| Record set |
Segment Open

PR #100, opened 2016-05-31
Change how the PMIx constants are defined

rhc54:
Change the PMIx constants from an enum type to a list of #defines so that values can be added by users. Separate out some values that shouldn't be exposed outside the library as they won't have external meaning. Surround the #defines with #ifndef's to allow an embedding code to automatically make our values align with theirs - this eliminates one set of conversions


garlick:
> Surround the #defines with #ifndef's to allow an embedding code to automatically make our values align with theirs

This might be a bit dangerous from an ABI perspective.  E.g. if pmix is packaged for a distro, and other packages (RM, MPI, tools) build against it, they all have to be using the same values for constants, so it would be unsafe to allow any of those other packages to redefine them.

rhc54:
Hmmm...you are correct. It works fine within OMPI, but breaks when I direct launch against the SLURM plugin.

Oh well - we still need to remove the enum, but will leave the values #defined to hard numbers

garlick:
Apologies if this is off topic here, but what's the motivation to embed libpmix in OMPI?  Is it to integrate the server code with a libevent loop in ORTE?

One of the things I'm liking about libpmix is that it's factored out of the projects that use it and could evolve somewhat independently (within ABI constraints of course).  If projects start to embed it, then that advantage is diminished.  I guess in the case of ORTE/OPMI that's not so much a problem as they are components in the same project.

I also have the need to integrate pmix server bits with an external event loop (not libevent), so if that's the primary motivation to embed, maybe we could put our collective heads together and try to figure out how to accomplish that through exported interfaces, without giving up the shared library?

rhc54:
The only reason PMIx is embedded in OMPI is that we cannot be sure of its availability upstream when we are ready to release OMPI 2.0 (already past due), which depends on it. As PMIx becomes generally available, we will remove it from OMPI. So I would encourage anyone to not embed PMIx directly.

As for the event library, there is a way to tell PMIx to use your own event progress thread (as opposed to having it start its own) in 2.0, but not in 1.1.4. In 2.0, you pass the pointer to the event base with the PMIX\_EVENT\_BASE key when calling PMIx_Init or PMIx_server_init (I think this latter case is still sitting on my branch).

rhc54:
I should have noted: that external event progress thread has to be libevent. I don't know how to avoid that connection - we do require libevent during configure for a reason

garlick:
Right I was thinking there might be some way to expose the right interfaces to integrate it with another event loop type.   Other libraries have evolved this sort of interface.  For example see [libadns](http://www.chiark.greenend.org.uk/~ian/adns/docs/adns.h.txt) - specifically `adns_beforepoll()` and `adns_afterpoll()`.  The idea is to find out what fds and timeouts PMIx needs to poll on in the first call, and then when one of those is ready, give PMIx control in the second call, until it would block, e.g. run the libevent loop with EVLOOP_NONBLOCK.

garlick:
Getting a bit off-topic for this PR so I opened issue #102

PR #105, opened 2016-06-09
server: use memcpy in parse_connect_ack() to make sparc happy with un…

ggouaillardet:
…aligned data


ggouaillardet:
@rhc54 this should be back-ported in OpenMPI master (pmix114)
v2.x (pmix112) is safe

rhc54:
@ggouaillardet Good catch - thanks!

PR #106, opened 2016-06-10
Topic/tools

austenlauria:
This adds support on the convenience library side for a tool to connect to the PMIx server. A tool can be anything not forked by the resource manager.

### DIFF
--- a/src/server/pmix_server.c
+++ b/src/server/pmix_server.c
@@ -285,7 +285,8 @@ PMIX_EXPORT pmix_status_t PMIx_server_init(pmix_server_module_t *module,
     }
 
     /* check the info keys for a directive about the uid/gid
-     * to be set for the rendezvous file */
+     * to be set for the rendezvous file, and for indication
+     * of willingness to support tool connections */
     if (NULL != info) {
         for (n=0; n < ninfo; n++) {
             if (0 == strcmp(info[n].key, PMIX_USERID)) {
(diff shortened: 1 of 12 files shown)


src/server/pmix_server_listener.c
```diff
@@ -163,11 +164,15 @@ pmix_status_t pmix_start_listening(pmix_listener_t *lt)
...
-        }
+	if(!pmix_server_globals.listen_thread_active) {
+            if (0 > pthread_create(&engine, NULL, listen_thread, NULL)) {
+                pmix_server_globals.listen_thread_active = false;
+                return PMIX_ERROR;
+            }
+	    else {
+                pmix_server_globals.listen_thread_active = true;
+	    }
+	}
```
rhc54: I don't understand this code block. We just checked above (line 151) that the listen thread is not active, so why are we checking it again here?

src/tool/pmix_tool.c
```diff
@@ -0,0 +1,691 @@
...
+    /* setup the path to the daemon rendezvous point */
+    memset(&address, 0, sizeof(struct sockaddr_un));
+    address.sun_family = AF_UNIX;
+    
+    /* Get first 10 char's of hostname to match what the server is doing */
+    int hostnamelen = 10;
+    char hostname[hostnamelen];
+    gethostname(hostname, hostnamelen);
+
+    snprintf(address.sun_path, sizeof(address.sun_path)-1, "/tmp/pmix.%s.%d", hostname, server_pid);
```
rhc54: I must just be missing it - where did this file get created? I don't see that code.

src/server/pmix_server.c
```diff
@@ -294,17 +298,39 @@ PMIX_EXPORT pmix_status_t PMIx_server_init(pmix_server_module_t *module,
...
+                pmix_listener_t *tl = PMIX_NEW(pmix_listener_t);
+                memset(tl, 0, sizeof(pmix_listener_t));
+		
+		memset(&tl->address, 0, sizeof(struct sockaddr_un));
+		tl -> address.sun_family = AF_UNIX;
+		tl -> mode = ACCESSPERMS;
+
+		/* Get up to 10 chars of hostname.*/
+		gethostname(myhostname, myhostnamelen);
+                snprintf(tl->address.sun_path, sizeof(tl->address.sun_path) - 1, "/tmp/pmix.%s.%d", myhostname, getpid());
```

Segment Closed

| Task requirements |
Using the records above, find the number of lines that contain the string "automatically", and give that number without further comment.

| Expected answer |
2